Re: ALS failure with size Integer.MAX_VALUE

2014-12-02 Thread Xiangrui Meng
Hi Bharath,

You can try setting a small item blocks in this case. 1200 is
definitely too large for ALS. Please try 30 or even smaller. I'm not
sure whether this could solve the problem because you have 100 items
connected with 10^8 users. There is a JIRA for this issue:

https://issues.apache.org/jira/browse/SPARK-3735

which I will try to implement in 1.3. I'll ping you when it is ready.

Best,
Xiangrui

On Tue, Dec 2, 2014 at 10:40 AM, Bharath Ravi Kumar reachb...@gmail.com wrote:
 Yes, the issue appears to be due to the 2GB block size limitation. I am
 hence looking for (user, product) block sizing suggestions to work around
 the block size limitation.

 On Sun, Nov 30, 2014 at 3:01 PM, Sean Owen so...@cloudera.com wrote:

 (It won't be that, since you see that the error occur when reading a
 block from disk. I think this is an instance of the 2GB block size
 limitation.)

 On Sun, Nov 30, 2014 at 4:36 AM, Ganelin, Ilya
 ilya.gane...@capitalone.com wrote:
  Hi Bharath – I’m unsure if this is your problem but the
  MatrixFactorizationModel in MLLIB which is the underlying component for
  ALS
  expects your User/Product fields to be integers. Specifically, the input
  to
  ALS is an RDD[Rating] and Rating is an (Int, Int, Double). I am
  wondering if
  perhaps one of your identifiers exceeds MAX_INT, could you write a quick
  check for that?
 
  I have been running a very similar use case to yours (with more
  constrained
  hardware resources) and I haven’t seen this exact problem but I’m sure
  we’ve
  seen similar issues. Please let me know if you have other questions.
 
  From: Bharath Ravi Kumar reachb...@gmail.com
  Date: Thursday, November 27, 2014 at 1:30 PM
  To: user@spark.apache.org user@spark.apache.org
  Subject: ALS failure with size  Integer.MAX_VALUE
 
  We're training a recommender with ALS in mllib 1.1 against a dataset of
  150M
  users and 4.5K items, with the total number of training records being
  1.2
  Billion (~30GB data).
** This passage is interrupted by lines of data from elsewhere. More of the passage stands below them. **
Issue #1320, opened 2025-02-14
Feat(EstimatorReport): Display the feature weights for linear models


MarieSacksick:
### Is your feature request related to a problem? Please describe.

As a Data Scientist, to explain my model and understand the problem I'm trying to solve, I need to check the feature importance by looking at its weights. This should be available linear models only.

### Describe the solution you'd like

```python
df = report.feature_importance.model_weights() # renders a dataframe
display = report.feature_importance.plot.model_weights() # renders a display
display.plot()
```

### Describe alternatives you've considered, if relevant

Later, if the object report contains too many accessors, we will group the feature importance and add a parameter to decide which of the feature importance type we want to display.

### Additional context

part of epic #1314

auguste-probabl:
> report.feature_importance.model_weights() # renders a dataframe
> report.feature_importance.model_weights() # renders a display

There is one method for both use-cases, I guess that's a typo?

Currently you write `report.metrics.[...]`, should we make a separate `feature_importance` accessor or write `report.metrics.feature_importance.model_weights`?

MarieS-WiMLDS:
thanks for the typo, it was everywhere, it's fixed now.  
Yes, it should be a separate accessor.

sylvaincom:
By "linear models" (https://scikit-learn.org/stable/modules/linear_model.html), which models do you mean exactly?

FYI, for a very first iteration, we dealt with LinearRegression, Ridge, and Lasso.

MarieS-WiMLDS:
So cool 🤩   
I was thinking about all these models: https://scikit-learn.org/stable/api/sklearn.linear_model.html. 
I don't know if there is a private method in scikit-learn to recognize them?

sylvaincom:
https://scikit-learn.org/stable/auto_examples/inspection/plot_linear_model_coefficient_interpretation.html#sphx-glr-auto-examples-inspection-plot-linear-model-coefficient-interpretation-py

We need to add a check to see if the data is normalized or not, otherwise it makes no sense to interpret the coefficients

If the input estimator is a pipeline, and in the pipeline there is a scaler, then it is good.
If the input estimator is just an estimator (no pipeline) or if the pipeline has no scaler, then we must check if the input data is scaled or not.

@glemaitre do you know if there is an internal in scikit-learn to check if the input data is normalized?

sylvaincom:
It would also be nice to have this kind of pandas styling:

[...]

PR #1339, opened 2025-02-17
feat: Display the model coefficients for linear models

sylvaincom:
Introduces a new accessor on `EstimatorReport`, `feature_importance`, which currently has one method, `coefficients`, only available for estimators with a `coef_` attribute (such as linear models).

Demo:
```python
from sklearn.linear_model import LinearRegression
X, y = make_regression(random_state=42)
estimator = LinearRegression().fit(X_train, y_train)
report = EstimatorReport(estimator, X_test=X_test, y_test=y_test)
report.help()
╭─────────────────── Tools to diagnose estimator LinearRegression ───────────────────╮
│ EstimatorReport                                                                      │
│ ├── .metrics                                                                         │
│ │   ├── .accuracy(...)         (↗︎)     - Compute the accuracy score.                 │
│ │   ├── .brier_score(...)      (↘︎)     - Compute the Brier score.                    │
│ │   ├── .log_loss(...)         (↘︎)     - Compute the log loss.                       │
│ │   ├── .precision(...)        (↗︎)     - Compute the precision score.                │
│ │   ├── .precision_recall(...)         - Plot the precision-recall curve.            │
│ │   ├── .recall(...)           (↗︎)     - Compute the recall score.                   │
│ │   ├── .roc(...)                      - Plot the ROC curve.                         │
│ │   ├── .roc_auc(...)          (↗︎)     - Compute the ROC AUC score.                  │
│ │   ├── .custom_metric(...)            - Compute a custom metric.                    │
│ │   └── .report_metrics(...)           - Report a set of metrics for our estimator.  │
│ ├── .feature_importance                                                              │
│ │   └── .coefficients(...)             - Report the coefficients of a regression     │
│ │       estimator.                                                                   │
│ ├── .cache_predictions(...)            - Cache estimator's predictions.              │
│ ├── .clear_cache(...)                  - Clear the cache.                            │
│ └── Attributes                                                                       │
│     ├── .X_test                                                                      │
│     ├── .y_test                                                                      │
│     ├── .estimator_                                                                  │
│     └── .estimator_name_                                                             │
│                                                                                      │
│                                                                                      │
│ Legend:                                                                              │
│ (↗︎) higher is better (↘︎) lower is better                                             │

report.feature_importance.coefficients()
```

Note what happens if the estimator is not a regressor (e.g. a LogisticRegression):
```python
report.feature_importance.help()
╭─ Available feature importance methods ─╮
│ report.feature_importance              │
╰────────────────────────────────────────╯
```

---

Close https://github.com/probabl-ai/skore/issues/1320

Co-authored-by: @auguste-probabl <auguste@probabl.ai>


skore/src/skore/sklearn/_estimator/metrics_accessor.py
```diff
@@ -1649,3 +1649,61 @@ def prediction_error(
             display_class=PredictionErrorDisplay,
             display_kwargs=display_kwargs,
         )
+
+    @available_if(_check_is_linear_regression)
+    def model_weights(self):
```
glemaitre, line 1654: We want to have a new accessor called `feature_importance` and not have this one in the `metrics`. So you will need to have a new file `feature_importance_accessor.py`

skore/src/skore/sklearn/_estimator/metrics_accessor.py
```diff
@@ -1649,3 +1649,61 @@ def prediction_error(
             display_class=PredictionErrorDisplay,
             display_kwargs=display_kwargs,
         )
+
+    @available_if(_check_is_linear_regression)
```
glemaitre, line 1653: we should not use `linear_regression` because it is a specific name for a specific model.

Instead, we should duck-type and look for the `coef_` attribute.

skore/src/skore/utils/_accessor.py
```diff
@@ -13,3 +13,15 @@ def check(accessor):
         return True
 
     return check
+
+
+def _check_is_linear_regression(accessor):
+    """Check if the estimator is a linear regression, Ridge, or Lasso."""
+    from sklearn.linear_model import Lasso, LinearRegression, Ridge
+
+    if isinstance(accessor._parent.estimator_, (LinearRegression, Ridge, Lasso)):
```
glemaitre, line 22: We need to be much more permissive. If someone pass a `Pipeline` then this code is not going to work because `instance` will be to strict. However, the weights are usually defined by exposing a `coef_` parameter. So we need to check for that.

Ultimately, we should not restrain ourself to regression only but we should be able to show the coefficients of classifier like `LogisticRegression` or `RidgeClassifier`.

skore/src/skore/sklearn/_estimator/metrics_accessor.py
```diff
@@ -1649,3 +1649,61 @@ def prediction_error(
...
+        """
+        reg = self._parent.estimator_
+
+        feature_names = (
+            reg.feature_names_in_
+            if hasattr(reg, "feature_names_in_")
+            else range(reg.n_features_in_)
+        )
+
+        intercept = reg.intercept_
```
glemaitre, line 1699: There is an option `fit_intercept=True/False` that will change the behaviour of this thing here.

skore/src/skore/sklearn/_estimator/metrics_accessor.py
```diff
@@ -1649,3 +1649,61 @@ def prediction_error(
...
+        coef = reg.coef_.flatten()
```
glemaitre, line 1700: It does not look right to flatten. When coming to the classifier it will be problematic.

skore/src/skore/sklearn/_estimator/metrics_accessor.py
```diff
@@ -1649,3 +1649,61 @@ def prediction_error(
...
+        8           250.535095
+        9            99.577694
+        """
+        reg = self._parent.estimator_
+
+        feature_names = (
+            reg.feature_names_in_
+            if hasattr(reg, "feature_names_in_")
+            else range(reg.n_features_in_)
+        )
```
glemaitre, line 1697: You might want to have a look at https://github.com/glemaitre/skore/blob/cross_validate_reporter/skore/src/skore/sklearn/_plot.py#L254-L261

to handle the pipeline.

By default I would also create string such that we do have to index with interger

skore/tests/unit/sklearn/test_estimator.py
```diff
@@ -1180,3 +1180,72 @@ def test_estimator_has_no_deep_copy():
...
+    result = report.metrics.model_weights()
+
+    expected = pd.DataFrame(
+        data=[
+            -1.776357e-15,
+            6.459172e01,
+            9.865152e01,
+            5.707783e01,
+            6.057748e01,
+            3.560967e01,
```
glemaitre, line 1236: Instead of hard coded the number, it is better to get them from the estimator. It shows in the test itself, what to expect in terms of where the weights come from

glemaitre (commented):
We should anticipate how hard is to do the plotting with only pandas. It is to decide whether or not we should have a display.

skore/src/skore/sklearn/_estimator/metrics_accessor.py
auguste-probabl: Yes this is planned

skore/src/skore/sklearn/_estimator/metrics_accessor.py
auguste-probabl: Yes, we know. For now we went for the simple option first because `coef_` can have different types depending on the model (e.g. for LogisticRegression it's a 2-d array).

skore/src/skore/utils/_accessor.py
auguste-probabl: See above. Point taken about Pipeline though.

skore/src/skore/sklearn/_estimator/metrics_accessor.py
auguste-probabl: When `fit_intercept=False` the intercept is still defined, and set to 0.0. We thought about adding some kind of note when this is the case, but the UX is not done yet.

skore/src/skore/utils/_accessor.py
glemaitre: A better way would therefore be:

```python
estimator = accessor._parent.estimator_
if is_regressor(estimator) and hasattr(estimator, "coef_"):
```

skore/src/skore/sklearn/_estimator/metrics_accessor.py
glemaitre: We will have to jungle I assume here because I could expect scikit-learn to not have the best consistent API, e.g. https://github.com/scikit-learn/scikit-learn/issues/14473

skore/src/skore/utils/_accessor.py
glemaitre: I was looking quickly, and I think that we can manage the multioutput regression easily:

image

would provide the following plot:

image

Looking at the results, I think that we could really default plotting sytle and thus have a display, e.g. add axis, remove the spine, handle the color.

skore/src/skore/sklearn/_estimator/metrics_accessor.py
sylvaincom: done

skore/src/skore/sklearn/_estimator/metrics_accessor.py
sylvaincom: We now have a `_check_is_regressor_coef_task`

skore/src/skore/utils/_accessor.py
sylvaincom: should be good now

skore/src/skore/sklearn/_estimator/metrics_accessor.py
sylvaincom: should be good now

skore/tests/unit/sklearn/test_estimator.py
sylvaincom: should be ok now

skore/src/skore/sklearn/_estimator/metrics_accessor.py
auguste-probabl: > By default I would also create string such that we do have to index with interger

What do you mean by this?

skore/src/skore/sklearn/_estimator/metrics_accessor.py
auguste-probabl: we use `numpy.atleast_2d` which seems to work quite well. Maybe it will also work for LogisticRegression models

auguste-probabl: Checked locally and it works fine -- but maybe it doesn't make sense. I'll keep my change local for now.

skore/src/skore/sklearn/_estimator/feature_importance_accessor.py
```diff
@@ -0,0 +1,106 @@
...
+    """
+
+    def __init__(self, parent: Any) -> None:
+        super().__init__(parent)
+
+    @available_if(_check_is_regressor_coef_task)
+    def model_weights(self) -> pd.DataFrame:
+        """Report the coefficients of a regression estimator.
+
+        Only works for LinearRegression, Ridge, and Lasso scikit-learn estimators.
```
sylvaincom, line 26: Is this still true?

auguste-probabl: If you refer to whether it works for `LogisticRegression`, that's still at the experimental stage until @glemaitre or @MarieSacksick gives their opinion.

MarieSacksick: Sorry I missed it, where do you need me?

auguste-probabl: Currently `model_weights` is only available for *regressors*, whereas the logic technically works for any *linear* model, e.g `LogisticRegression`. However, just because it's technically possible doesn't mean it makes sense, and here my expertise reaches its limits.

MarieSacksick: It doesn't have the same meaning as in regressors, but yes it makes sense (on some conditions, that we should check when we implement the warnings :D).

The input data is spread across 1200 partitions on
  HDFS. For the training, rank=10, and we've configured {number of user
  data
  blocks = number of item data blocks}. The number of user/item blocks was
  varied  between 50 to 1200. Irrespective of the block size (e.g. at 1200
  blocks each), there are atleast a couple of tasks that end up shuffle
  reading  9.7G each in the aggregate stage (ALS.scala:337) and failing
  with
  the following exception:
 
  java.lang.IllegalArgumentException: Size exceeds Integer.MAX_VALUE
  at sun.nio.ch.FileChannelImpl.map(FileChannelImpl.java:745)
  at
  org.apache.spark.storage.DiskStore.getBytes(DiskStore.scala:108)
  at
  org.apache.spark.storage.DiskStore.getValues(DiskStore.scala:124)
  at
 
  org.apache.spark.storage.BlockManager.getLocalFromDisk(BlockManager.scala:332)
  at
 
  org.apache.spark.storage.BlockFetcherIterator$BasicBlockFetcherIterator$$anonfun$getLocalBlocks$1.apply(BlockFetcherIterator.scala:204)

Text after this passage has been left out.